John Stossel covers California’s home schooling debate.

The cat is finally out of the bag. A California appellate court, ruling that parents have no constitutional right to homeschool their children, pinned its decision on this ominous quotation from a 47-year-old case, “A primary purpose of the educational system is to train schoolchildren in good citizenship, patriotism and loyalty to the state and the nation as a means of protecting the public welfare.”

There you have it; a primary purpose of government schools is to train schoolchildren “in loyalty to the state.” Somehow that protects “the public welfare” more than allowing parents to homeschool their children, even though homeschooled kids routinely outperform government-schooled kids academically. In 2006, homeschooled students had an average ACT composite score of 22.4. The national average was 21.1.

Justice H. Walter Croskey said, “California courts have held that under provisions in the Education Code, parents do not have a constitutional right to homeschool their children,” Justice Croskey said.

If that is the law in California, then Charles Dickens’s Mr. Bumble is right: “the law is a ass, a idiot.” …

 

Thomas Sowell illuminates the irony in the Bear Stearns bailout.

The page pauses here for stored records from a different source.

PR #146, opened 2020-10-03
Fixed requirements for win_scheduled_task

mlschuh:
* Removed unneeded required properties

* Added (already supported) trigger state_change to documentation

##### SUMMARY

There was a real irony in the recent intervention by the Federal Reserve System to provide the money that enabled the firm of JPMorgan Chase to buy Bear Stearns before it went bankrupt. The point was to try to prevent a domino effect of panic in the financial markets that could lead to a downturn in the economy.

The irony is that it was almost exactly a hundred years ago — 1907, to be exact — that the original J.P. Morgan arranged a bailout of a troubled financial institution for the same purpose of preventing a panic that could end up with the whole economy declining.

The difference is that J.P. Morgan and his fellow bankers used their own money, while the Federal Reserve System used their power to create money.

What that means is that the value of your money and my money — all Federal Reserve Notes — goes down when more Federal Reserve Notes are issued to subsidize the purchase of Bear Stearns by JPMorgan Chase.

It wasn’t really a bailout because the stockholders of Bear Stearns lost their shirts. But the firm of JPMorgan Chase got money from the government to seal the deal.

In other words, we all paid to keep Bear Stearns out of bankruptcy, whether we all realize it or not. Whether that was better than the alternative is a separate question — and one whose answer may never be known. …

 

Time Magazine does a major piece on clean energy scam of ethanol.

… Propelled by mounting anxieties over soaring oil costs and climate change, biofuels have become the vanguard of the green-tech revolution, the trendy way for politicians and corporations to show they’re serious about finding alternative sources of energy and in the process slowing global warming. The U.S. quintupled its production of ethanol–ethyl alcohol, a fuel distilled from plant matter–in the past decade, and Washington has just mandated another fivefold increase in renewable fuels over the next decade. Europe has similarly aggressive biofuel mandates and subsidies, and Brazil’s filling stations no longer even offer plain gasoline. Worldwide investment in biofuels rose from $5 billion in 1995 to $38 billion in 2005 and is expected to top $100 billion by 2010, thanks to investors like Richard Branson and George Soros, GE and BP, Ford and Shell, Cargill and the Carlyle Group. Renewable fuels has become one of those motherhood-and-apple-pie catchphrases, as unobjectionable as the troops or the middle class.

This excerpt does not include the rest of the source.